A Novel 2D‐CNN Model Integrating 2D‐Transformed NIR Spectra and Attention Mechanism With Transfer Learning: A Case in SSC Prediction of Pears
Zhangwei Fan, Anyi Zhao, Jianyi Zhang, Xiaping FuABSTRACT
Near‐infrared (NIR) spectroscopy technology has been widely used in agriculture, food, pharmaceuticals, petrochemical, and other fields due to its advantages of high efficiency and nondestructiveness. However, it still faces challenges such as data distribution shifts caused by factors like different spectrometers and spectral acquisition environments. In this study, we propose a GASp2DCNN model that integrates the Gramian Angular Summation Field (GASF) and the adaptive star block (ASB) to address the performance degradation of models when spectrometers or environments change.

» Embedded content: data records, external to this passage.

PR #899, opened 2022-11-07
Gravity Token additions

AllyTally:
## Changes:

Gravity tokens are interesting. They were added in the mechanics test, but were never used after. You can assume they became gravity lines, but they're still pretty interesting.

This PR freshens them up a little -- a better default sprite, a sound when you touch them, and making them respawn on death.

Additionally, a few createentity arguments have been added:

- `meta1` is a sprite ID offset
- `meta2` is the colour
- `p1` is if the entity animates or not (0 is doesn't animate)
- `p2` is a sound ID offset

Of course, these additions shouldn't affect gameplay, other than respawning on death which is just convenience (you can just leave and reenter the room to respawn them otherwise), so these changes are solely visual and auditory. Hopefully this breathes some life into the unused entity.

~~(Who knows, maybe we could even get an edentity later when more of those are added due to the main-game-as-custom-level goal...?)~~ I have now added an edentity for consistency, however this means this PR now affects gameplay.

## Legal Stuff:

  for these changes

### DIFF
--- a/desktop_version/src/Editor.cpp
+++ b/desktop_version/src/Editor.cpp
@@ -671,6 +671,10 @@ static void draw_entities(void)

Firstly, the spectrum is transformed to two‐dimensional data after piecewise aggregation approximation (PAA), polar coordinate transformation, and GASF to capture correlation features with 2D convolution. Then, an ASB module integrating star operation and channel attention mechanism is designed to enhance the model's ability to capture spectral local correlations. Finally, a feature‐vector based transfer learning (FBTL) method is proposed, which dynamically weights the feature vectors of the source and target domains through an attention mechanism to enhance cross‐domain adaptation. The results on a pear dataset indicate that the GASp2DCNN improves R 2 by 5.2% to 24.4% compared to machine learning models (PLSR, SVR) and 1D‐CNN models. In transfer learning experiments, the proposed FBTL method improved R 2 by 4% to 12% compared to global fine‐tuning and head‐freezing fine‐tuning methods and outperformed domain‐adversarial neural networks (DANN) and maximum classifier discrepancy (MCD) by 4% to 9% across all transfer scenarios. Stable transfer effects are achieved when the target domain sample size reaches 40% of the total, reducing reliance on target samples. This also provides an interpretable and highly robust solution for fruit quality detection.